[Stored data]
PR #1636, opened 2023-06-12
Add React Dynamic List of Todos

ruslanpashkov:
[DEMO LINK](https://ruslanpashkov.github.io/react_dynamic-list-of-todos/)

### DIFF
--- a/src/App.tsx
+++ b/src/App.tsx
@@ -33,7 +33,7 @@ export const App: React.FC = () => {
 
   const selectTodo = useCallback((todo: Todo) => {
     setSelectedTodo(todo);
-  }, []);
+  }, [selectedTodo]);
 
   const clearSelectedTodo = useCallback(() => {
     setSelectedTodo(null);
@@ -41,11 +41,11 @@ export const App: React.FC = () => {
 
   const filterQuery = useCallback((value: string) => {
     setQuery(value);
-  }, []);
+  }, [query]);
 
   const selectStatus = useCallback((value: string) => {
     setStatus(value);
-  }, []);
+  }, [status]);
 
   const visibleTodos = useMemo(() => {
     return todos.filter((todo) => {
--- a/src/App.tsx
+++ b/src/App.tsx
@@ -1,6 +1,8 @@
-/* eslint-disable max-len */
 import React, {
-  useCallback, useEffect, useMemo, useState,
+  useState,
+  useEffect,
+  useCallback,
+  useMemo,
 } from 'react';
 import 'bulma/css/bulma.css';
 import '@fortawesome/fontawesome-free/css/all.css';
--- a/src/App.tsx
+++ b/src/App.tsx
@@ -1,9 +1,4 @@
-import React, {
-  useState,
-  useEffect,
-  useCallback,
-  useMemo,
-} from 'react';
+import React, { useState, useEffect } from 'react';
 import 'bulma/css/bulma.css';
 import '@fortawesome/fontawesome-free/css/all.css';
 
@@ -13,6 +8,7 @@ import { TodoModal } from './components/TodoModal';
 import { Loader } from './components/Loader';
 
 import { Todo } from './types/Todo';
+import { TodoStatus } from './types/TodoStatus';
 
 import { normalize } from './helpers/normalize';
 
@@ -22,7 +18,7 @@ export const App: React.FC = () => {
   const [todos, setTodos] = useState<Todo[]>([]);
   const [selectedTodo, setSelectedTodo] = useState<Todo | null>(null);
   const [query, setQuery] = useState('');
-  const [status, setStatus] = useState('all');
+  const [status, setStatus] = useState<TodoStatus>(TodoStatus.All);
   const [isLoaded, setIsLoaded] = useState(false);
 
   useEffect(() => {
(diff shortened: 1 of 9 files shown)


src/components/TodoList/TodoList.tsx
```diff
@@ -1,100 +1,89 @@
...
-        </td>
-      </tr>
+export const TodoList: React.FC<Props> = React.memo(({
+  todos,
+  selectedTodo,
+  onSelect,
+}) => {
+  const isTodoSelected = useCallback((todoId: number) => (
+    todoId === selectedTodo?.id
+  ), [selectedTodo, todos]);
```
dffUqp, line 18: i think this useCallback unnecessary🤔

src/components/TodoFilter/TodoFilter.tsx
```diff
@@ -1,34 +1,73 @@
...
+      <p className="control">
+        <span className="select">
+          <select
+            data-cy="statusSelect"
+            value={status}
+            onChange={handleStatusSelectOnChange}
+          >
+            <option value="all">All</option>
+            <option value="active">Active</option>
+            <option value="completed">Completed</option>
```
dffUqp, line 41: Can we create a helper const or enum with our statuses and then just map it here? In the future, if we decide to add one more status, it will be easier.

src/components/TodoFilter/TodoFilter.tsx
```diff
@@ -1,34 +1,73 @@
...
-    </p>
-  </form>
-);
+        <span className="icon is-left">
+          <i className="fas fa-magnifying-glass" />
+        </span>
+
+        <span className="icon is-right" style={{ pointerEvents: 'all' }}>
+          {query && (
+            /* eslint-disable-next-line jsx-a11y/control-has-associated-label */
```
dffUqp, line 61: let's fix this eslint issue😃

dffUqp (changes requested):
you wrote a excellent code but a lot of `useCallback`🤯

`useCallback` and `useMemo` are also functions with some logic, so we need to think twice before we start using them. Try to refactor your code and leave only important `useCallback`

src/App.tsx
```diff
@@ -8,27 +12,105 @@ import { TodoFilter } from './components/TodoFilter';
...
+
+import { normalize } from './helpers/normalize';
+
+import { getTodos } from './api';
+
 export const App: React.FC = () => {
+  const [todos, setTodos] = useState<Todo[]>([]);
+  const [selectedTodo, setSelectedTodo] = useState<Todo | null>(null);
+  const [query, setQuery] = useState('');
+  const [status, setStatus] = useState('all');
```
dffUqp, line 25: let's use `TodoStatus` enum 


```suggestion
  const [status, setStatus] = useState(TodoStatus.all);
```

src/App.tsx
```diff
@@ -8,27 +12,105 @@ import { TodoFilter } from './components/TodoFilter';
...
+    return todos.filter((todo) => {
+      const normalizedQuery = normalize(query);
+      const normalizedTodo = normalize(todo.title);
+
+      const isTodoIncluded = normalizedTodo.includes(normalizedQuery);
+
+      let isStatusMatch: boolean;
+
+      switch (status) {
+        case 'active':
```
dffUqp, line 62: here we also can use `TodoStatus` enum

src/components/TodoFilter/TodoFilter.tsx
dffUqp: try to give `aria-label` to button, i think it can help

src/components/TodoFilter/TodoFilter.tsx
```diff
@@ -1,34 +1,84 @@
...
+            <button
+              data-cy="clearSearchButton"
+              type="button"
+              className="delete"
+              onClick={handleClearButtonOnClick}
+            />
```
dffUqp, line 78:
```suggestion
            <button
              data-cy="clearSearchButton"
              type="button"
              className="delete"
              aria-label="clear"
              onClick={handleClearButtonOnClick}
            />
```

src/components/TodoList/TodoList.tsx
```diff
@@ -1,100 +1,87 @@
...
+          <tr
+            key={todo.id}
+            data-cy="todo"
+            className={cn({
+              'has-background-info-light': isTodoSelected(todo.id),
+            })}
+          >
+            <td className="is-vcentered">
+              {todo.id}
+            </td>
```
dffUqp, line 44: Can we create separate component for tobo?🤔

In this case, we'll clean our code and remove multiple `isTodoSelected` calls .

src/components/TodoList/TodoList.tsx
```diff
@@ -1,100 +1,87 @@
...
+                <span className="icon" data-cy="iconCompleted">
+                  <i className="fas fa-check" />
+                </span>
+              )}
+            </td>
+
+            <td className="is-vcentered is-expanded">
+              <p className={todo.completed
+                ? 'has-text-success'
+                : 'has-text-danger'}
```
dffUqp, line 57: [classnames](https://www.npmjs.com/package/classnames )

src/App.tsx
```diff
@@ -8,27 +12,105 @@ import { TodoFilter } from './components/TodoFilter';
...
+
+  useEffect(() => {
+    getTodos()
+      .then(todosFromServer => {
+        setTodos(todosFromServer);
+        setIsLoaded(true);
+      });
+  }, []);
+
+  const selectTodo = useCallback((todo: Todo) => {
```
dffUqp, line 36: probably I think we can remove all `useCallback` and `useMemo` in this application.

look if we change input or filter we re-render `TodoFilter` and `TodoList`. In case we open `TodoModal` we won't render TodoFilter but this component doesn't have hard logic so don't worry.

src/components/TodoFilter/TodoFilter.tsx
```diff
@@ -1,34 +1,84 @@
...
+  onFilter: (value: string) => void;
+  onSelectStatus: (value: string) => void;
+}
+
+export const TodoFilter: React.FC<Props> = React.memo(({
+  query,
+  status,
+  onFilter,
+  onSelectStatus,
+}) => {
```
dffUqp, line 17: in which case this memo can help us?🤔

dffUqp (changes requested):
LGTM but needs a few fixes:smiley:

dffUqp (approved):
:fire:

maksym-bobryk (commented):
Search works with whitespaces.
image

...

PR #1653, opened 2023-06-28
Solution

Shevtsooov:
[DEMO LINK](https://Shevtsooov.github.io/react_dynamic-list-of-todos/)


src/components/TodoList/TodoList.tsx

== What needs to be done ==
Count every line of the entries that holds the string "setQuery". Please answer with the count alone.

== Response for this exercise ==
3